Investors ought to be diligent
For a corporation like Alphabet, which is investing billions of dollars in its AI infrastructure, these AI fails could also be more manageable due to their massive amount of resources. Google is way and away the dominant player in search and has been gaining market share within the cloud business, even though it is a distant third with about an 11% market share.
Alphabet’s stock price took a success on the recent news of the glitch, nevertheless it has since regained all the worth it had lost. The stock is now back to trading at around $178 per share, up some 28% 12 months so far.
While this episode has not helped its brand, Google has the resources to get it right. Apparently, the corporate also has loads of leeway from investors given its market strength.
Nevertheless, that’s to not say investors aren’t watching, and the following gen-AI fail could have a cumulative effect on eroding trust. Less-dominant players of their industries is probably not afforded the identical margin for error.

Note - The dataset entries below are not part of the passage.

PR #7831, opened 2026-01-04
Improve `TextEdit` and `LayoutJob` alignments

RndUsr123:
This is a fix/improvement that makes all kinds of alignments work in `TextEdit` when a custom `LayoutJob` with halign is used.

I used the simplest approach possible to avoid unwanted bugs as I wasn't sure what's safe to change, but there's potentially better ways to achieve this. In particular, I'm not sure I fully understand the rationale behind aligning rows in a `Galley` based on the latter's leftmost border, considering the size is what's ultimately used in widgets (in `TextEdit` at least).

Regardless, here's a demo of this PR:

https://github.com/user-attachments/assets/5d9801d7-73af-4576-80c5-47f169700462

### DIFF
--- a/tests/egui_tests/tests/regression_tests.rs
+++ b/tests/egui_tests/tests/regression_tests.rs
@@ -118,6 +118,7 @@ fn text_edit_halign() {
     harness.snapshot("text_edit_halign");
 }
 
+#[test]
 fn text_edit_delay() {
     let mut text = String::new();
     let mut harness = Harness::builder().with_size((200.0, 50.0)).build_ui(|ui| {


RndUsr123:
That could be tricky because there's no way to determine where the text has been rendered after the fact from what I can gather. The main issue stems from the fact `TextEdit` relies on the `Galley`'s rect size rather than its alignment; I'm a bit wary of changing how `Galley` is computed as that could introduce other bugs so I just visually shifted the text instead. 
Here's what I mean for reference (the boxes show the `Galley` rects):
comparison


I've also just found another bug in `LayoutJob` which prevents the cursor from moving forward after a trailing space when halign is `RIGHT` or `Center`, so that would probably need to be fixed before a proper test about cursor position can be written. Should I open another issue for it or should it be part of this PR?

Edit: this is what it looks like (it was a thing before my fix)

https://github.com/user-attachments/assets/7be6e4c7-fda6-4433-b9b3-f0e2cdd06632

emilk:
You don't need to test text editing (unless you want to). Just adding your nice 3x3 matrix and snapshot-testing that would be great. See for instance this:

https://github.com/emilk/egui/blob/f26d7d8072379a5ffa9edc53ca4fabe4b25089d8/tests/egui_tests/tests/regression_tests.rs#L38-L63

RndUsr123:
Oh I see... sure I'll do it!

Btw I think I've found out how to fix the `LayoutJob` issue: it was trimming them out even when the row didn't need to be justified so changing that apparently fixed the problem and justify still works:
fix2

This is what I'm going for:
```
let [original_min_x, original_max_x];

if justify {
    original_min_x = row.glyphs[glyph_range[0]].logical_rect().min.x;
    original_max_x = row.glyphs[glyph_range[1] - 1].logical_rect().max.x;
}
else {
    original_min_x = row.glyphs[0].logical_rect().min.x;
    original_max_x = row.glyphs[row.glyphs.len() - 1].logical_rect().max.x;
}

let original_width = original_max_x - original_min_x;
```
would you prefer a direct assignment or something else style-wise?

RndUsr123:
I've added the regression test! Ended up settling for a single snapshot, which should be good enough to showcase both visual alignment in a few scenarios as well as correct cursor placement.
The `LayoutJob` whitespace trim situation turned out to be not as trivial so I'll open a new issue for that.

emilk:
Thanks!

PR #7834, opened 2026-01-06
Make `FrameCache::get` return a reference instead of cloning the cached value

KonaeAkira:
This is a breaking change.

- Enables using `FrameCache` in cases where the cached value cannot be cloned.
- Improves use cases where only a reference to the cached value is needed.
- If the user needs an owned value, they can clone it themselves.

Adding a `get_ref` method instead of changing `get` would avoid the breaking change, but I didn't want to do so because it is kind of expected for `get` to return `&V` when querying a collection.


emilk (approved):
Makes sense

PR #7841, opened 2026-01-11
egui_kittest: Close debug_open_snapshot temp file before viewing it

yuriks:
The image file written by debug_open_snapshot was being kept open by the `tempfile` object. On Windows, this prevented `open::that` from successfully launching the viewer sometimes because the file remained locked, which can be avoided by first releasing the file handle.


yuriks:
The CI failures all look related to a bincode advisory, which I can do nothing about. Is there anything I should do here?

Thus, investors in AI stocks ought to be diligent, being attentive to the gaffes and glitches and the corporate’s response to them and watching how much they spend on AI and in the event that they are being responsible. Investors must also attempt to be sure that the corporate is profitable or at the very least moving toward profitability and avoid AI stocks with ridiculously high multiples.